- [YOUR OBJECTIVE] Each record below should be repeated precisely as written.

──────────────────────────────

Issue #5305, opened 2024-12-14
IINA requests access to Apple Music


low-batt:
### IINA Version

1.3.5

### Release Channel

Release

### macOS Version

15.2

### Steps to Reproduce

On a Mac running macOS Sequoia…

──────────────────────────────

- [WRITTEN RESPONSE]
Issue #5305, opened 2024-12-14
IINA requests access to Apple Music


low-batt:
### IINA Version

1.3.5

### Release Channel

Release

### macOS Version

15.2

### Steps to Reproduce

On a Mac running macOS Sequoia…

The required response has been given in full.